Work to be completed ▸ Below are the records; copy each line in them that holds the word "partially".

Records shown START

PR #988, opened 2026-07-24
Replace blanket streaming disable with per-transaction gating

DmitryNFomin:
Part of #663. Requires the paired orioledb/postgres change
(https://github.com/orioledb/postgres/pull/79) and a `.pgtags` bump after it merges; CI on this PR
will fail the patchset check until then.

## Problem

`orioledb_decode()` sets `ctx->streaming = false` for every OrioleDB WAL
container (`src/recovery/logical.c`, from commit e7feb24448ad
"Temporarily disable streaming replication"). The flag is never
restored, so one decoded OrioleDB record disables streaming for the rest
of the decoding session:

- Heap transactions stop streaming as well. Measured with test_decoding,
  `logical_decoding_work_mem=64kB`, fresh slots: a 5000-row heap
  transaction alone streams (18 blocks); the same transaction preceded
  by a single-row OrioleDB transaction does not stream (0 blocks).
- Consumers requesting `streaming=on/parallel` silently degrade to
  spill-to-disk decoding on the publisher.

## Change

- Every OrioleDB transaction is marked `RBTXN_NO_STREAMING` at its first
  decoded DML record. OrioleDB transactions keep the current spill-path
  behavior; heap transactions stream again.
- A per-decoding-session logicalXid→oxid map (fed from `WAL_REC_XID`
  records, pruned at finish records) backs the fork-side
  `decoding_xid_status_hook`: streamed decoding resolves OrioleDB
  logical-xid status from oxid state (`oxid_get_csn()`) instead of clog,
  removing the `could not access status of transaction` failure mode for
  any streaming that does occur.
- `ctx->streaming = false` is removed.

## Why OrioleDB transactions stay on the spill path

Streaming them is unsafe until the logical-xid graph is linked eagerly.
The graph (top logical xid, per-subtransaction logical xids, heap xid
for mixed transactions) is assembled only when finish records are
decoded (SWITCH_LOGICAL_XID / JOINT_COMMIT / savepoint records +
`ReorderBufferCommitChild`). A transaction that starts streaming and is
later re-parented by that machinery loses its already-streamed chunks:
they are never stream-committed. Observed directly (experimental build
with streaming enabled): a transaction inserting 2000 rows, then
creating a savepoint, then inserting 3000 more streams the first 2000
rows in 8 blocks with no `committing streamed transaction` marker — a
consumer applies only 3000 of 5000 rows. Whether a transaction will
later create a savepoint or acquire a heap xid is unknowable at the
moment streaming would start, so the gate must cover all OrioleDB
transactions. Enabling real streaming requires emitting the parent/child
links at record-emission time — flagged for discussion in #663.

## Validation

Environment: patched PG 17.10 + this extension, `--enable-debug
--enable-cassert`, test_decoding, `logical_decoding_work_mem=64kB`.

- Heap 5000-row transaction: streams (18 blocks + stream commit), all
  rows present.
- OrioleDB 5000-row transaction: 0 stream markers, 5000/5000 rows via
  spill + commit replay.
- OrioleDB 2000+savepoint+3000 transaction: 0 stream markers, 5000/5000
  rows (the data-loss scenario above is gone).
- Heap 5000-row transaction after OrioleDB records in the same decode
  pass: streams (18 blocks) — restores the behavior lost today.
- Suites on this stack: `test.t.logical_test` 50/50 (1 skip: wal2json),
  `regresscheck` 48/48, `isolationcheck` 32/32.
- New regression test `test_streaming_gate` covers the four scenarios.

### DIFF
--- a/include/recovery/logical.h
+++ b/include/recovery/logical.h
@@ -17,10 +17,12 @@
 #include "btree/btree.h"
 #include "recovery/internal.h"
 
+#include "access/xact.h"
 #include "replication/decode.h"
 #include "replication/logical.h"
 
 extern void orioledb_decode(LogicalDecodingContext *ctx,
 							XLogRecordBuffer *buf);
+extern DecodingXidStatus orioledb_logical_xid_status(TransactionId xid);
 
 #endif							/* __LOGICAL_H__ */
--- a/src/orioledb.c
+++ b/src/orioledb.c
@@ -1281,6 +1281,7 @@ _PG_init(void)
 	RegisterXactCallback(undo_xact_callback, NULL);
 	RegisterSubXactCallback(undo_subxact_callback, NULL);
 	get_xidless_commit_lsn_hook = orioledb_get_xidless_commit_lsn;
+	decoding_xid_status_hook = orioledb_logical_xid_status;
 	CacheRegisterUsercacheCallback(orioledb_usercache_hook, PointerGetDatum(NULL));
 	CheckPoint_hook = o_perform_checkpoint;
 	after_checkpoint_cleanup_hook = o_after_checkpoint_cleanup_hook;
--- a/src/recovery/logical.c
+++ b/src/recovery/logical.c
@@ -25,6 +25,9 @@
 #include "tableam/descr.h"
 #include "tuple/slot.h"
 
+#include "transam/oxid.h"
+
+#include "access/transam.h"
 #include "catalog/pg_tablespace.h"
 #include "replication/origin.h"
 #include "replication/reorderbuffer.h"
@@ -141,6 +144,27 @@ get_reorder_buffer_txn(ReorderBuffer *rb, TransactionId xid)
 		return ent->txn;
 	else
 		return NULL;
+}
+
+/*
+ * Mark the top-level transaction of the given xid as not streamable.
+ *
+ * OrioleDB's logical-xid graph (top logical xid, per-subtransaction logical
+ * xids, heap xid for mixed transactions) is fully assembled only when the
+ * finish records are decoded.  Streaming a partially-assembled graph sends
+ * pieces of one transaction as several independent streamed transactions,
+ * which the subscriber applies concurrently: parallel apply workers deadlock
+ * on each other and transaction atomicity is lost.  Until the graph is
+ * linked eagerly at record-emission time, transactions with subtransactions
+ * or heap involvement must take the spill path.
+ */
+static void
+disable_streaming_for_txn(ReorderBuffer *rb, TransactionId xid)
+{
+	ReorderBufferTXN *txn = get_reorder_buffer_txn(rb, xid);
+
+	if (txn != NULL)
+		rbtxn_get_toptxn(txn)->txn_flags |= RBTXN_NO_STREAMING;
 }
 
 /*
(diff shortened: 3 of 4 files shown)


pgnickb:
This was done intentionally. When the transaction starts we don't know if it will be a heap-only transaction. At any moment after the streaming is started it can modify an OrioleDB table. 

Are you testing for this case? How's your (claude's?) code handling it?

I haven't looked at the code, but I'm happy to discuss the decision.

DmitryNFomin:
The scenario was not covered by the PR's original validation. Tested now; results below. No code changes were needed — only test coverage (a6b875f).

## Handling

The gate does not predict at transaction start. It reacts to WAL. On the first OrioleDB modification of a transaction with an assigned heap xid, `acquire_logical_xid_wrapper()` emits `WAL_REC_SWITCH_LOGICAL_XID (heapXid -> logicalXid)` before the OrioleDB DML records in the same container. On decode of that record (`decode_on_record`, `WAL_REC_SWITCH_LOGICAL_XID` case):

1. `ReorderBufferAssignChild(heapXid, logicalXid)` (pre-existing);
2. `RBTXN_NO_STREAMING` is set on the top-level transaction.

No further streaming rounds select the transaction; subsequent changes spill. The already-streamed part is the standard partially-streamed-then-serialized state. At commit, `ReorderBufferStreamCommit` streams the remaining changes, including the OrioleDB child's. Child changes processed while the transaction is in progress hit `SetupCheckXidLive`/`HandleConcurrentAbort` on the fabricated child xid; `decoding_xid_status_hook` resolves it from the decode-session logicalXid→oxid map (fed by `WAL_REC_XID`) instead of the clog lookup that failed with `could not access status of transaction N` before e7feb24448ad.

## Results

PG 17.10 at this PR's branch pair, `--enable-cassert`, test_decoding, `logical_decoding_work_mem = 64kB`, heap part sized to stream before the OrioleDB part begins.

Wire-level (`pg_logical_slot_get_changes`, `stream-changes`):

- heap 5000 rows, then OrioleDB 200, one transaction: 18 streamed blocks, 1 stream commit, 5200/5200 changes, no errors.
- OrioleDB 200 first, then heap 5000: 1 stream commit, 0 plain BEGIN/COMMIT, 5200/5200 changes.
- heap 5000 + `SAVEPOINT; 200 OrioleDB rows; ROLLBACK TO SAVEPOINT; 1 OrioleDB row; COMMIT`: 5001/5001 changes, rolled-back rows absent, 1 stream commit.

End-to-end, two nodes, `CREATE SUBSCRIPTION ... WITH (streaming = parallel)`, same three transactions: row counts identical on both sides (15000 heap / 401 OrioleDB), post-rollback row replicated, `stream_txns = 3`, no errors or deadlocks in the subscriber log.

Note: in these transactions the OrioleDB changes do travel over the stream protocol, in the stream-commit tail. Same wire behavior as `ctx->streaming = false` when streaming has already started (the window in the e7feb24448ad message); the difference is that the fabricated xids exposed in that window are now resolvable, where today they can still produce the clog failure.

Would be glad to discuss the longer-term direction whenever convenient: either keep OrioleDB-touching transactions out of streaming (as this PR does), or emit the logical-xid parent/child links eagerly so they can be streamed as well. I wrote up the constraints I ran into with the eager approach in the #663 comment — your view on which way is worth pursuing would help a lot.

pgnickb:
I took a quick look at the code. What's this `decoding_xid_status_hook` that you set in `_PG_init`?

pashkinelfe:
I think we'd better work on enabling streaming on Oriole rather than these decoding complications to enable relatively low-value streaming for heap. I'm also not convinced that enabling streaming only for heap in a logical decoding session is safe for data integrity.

Records shown END
Records shown START

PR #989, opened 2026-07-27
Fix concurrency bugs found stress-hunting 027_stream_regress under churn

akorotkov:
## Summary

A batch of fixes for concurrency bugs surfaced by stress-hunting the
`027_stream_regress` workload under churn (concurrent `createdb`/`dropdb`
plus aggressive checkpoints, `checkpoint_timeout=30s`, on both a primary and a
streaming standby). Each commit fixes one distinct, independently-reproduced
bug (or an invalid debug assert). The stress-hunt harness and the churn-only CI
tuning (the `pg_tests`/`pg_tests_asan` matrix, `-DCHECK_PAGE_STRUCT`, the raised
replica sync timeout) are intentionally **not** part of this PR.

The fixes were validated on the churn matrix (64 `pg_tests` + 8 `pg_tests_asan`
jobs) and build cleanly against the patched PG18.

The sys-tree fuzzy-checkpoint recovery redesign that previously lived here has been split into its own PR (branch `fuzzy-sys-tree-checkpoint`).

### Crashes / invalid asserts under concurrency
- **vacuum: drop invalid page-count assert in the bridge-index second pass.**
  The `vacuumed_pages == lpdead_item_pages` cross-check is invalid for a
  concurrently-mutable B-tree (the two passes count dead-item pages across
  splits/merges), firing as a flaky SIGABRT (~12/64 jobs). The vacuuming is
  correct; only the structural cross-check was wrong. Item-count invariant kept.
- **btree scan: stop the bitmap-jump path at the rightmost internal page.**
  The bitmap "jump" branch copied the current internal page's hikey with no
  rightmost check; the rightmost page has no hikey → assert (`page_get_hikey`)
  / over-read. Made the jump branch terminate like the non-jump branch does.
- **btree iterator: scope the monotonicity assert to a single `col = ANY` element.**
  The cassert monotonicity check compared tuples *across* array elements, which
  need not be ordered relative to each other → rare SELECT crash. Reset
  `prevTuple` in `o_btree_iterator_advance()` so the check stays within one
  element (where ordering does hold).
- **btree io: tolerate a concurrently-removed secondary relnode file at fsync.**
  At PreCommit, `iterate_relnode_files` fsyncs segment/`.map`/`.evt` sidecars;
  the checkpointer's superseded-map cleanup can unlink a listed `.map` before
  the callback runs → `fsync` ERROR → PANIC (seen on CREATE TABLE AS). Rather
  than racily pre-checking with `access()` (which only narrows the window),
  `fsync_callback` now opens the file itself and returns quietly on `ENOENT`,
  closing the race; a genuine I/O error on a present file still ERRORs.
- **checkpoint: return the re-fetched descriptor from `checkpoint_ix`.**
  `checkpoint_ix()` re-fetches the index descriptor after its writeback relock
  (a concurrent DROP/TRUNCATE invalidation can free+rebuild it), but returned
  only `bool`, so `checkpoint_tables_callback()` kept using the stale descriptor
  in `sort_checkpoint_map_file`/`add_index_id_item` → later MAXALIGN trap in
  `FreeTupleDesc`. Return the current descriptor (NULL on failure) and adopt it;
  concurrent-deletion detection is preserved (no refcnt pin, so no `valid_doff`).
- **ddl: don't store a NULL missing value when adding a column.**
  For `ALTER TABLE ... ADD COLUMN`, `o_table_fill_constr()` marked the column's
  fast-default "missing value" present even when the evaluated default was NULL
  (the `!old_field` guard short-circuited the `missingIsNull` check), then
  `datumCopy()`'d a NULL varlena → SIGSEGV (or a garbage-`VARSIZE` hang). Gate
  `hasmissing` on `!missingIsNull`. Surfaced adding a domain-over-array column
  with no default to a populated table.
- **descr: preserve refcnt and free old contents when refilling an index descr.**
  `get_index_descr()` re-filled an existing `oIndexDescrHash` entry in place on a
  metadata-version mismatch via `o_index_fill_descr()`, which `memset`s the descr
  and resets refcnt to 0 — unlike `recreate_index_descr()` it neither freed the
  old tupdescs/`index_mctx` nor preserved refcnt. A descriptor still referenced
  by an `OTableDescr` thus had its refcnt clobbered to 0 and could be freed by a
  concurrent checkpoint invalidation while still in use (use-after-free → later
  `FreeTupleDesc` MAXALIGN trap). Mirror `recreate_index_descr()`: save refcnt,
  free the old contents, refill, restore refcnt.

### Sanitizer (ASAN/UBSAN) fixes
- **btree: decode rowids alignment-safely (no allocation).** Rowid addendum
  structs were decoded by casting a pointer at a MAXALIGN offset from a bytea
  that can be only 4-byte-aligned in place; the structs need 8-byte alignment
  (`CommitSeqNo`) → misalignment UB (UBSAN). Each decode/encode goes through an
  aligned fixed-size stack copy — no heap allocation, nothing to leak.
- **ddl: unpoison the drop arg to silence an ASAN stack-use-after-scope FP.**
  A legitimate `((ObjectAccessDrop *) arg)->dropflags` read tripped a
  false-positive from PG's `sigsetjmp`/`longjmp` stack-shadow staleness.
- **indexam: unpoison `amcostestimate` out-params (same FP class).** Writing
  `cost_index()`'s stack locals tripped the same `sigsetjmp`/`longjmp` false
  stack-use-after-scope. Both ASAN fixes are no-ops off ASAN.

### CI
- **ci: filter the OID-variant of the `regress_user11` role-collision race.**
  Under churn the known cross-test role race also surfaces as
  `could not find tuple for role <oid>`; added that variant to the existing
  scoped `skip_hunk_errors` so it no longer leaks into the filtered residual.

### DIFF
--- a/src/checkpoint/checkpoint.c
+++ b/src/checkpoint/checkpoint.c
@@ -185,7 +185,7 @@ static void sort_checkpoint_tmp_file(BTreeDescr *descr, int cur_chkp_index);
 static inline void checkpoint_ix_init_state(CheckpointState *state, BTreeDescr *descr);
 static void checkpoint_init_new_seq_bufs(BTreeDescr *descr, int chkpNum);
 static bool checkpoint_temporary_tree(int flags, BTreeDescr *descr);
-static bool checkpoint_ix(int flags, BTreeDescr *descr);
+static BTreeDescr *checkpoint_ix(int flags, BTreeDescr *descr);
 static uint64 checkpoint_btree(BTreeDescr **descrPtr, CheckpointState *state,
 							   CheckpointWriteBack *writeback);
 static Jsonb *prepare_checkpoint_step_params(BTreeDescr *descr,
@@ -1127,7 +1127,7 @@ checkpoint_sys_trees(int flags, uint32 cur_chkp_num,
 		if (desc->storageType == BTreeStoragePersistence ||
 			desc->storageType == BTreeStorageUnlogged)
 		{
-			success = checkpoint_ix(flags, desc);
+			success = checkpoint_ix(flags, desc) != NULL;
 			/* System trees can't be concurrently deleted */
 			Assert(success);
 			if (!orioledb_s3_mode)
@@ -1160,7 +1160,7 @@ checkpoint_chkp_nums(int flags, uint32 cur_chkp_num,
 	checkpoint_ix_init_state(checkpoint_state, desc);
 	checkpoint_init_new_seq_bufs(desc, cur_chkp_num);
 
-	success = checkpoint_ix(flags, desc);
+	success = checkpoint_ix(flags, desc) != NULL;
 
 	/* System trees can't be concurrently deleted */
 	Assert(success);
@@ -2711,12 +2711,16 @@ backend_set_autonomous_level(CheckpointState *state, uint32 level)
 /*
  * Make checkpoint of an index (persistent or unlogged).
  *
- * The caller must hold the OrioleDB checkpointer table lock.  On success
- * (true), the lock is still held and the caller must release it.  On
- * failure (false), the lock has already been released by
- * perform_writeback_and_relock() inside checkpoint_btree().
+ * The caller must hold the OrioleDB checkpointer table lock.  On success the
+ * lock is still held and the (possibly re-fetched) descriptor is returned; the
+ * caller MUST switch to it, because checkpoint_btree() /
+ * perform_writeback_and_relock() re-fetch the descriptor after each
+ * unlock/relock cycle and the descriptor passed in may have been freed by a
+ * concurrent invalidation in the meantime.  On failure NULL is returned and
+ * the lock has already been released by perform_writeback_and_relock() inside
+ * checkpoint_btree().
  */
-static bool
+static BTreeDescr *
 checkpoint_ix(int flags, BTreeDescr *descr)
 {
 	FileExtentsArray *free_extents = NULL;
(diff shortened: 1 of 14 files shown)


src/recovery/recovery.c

Records shown END
Records shown START

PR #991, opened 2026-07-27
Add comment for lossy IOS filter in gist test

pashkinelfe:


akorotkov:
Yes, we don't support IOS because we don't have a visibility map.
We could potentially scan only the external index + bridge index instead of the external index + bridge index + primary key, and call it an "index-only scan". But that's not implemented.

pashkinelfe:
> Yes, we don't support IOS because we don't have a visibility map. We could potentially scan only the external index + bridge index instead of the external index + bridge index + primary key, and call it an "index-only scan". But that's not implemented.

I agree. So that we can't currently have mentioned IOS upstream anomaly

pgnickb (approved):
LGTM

Records shown END

Your response ▸
+ * finish records are decoded.  Streaming a partially-assembled graph sends
No further streaming rounds select the transaction; subsequent changes spill. The already-streamed part is the standard partially-streamed-then-serialized state. At commit, `ReorderBufferStreamCommit` streams the remaining changes, including the OrioleDB child's. Child changes processed while the transaction is in progress hit `SetupCheckXidLive`/`HandleConcurrentAbort` on the fabricated child xid; `decoding_xid_status_hook` resolves it from the decode-session logicalXid→oxid map (fed by `WAL_REC_XID`) instead of the clog lookup that failed with `could not access status of transaction N` before e7feb24448ad.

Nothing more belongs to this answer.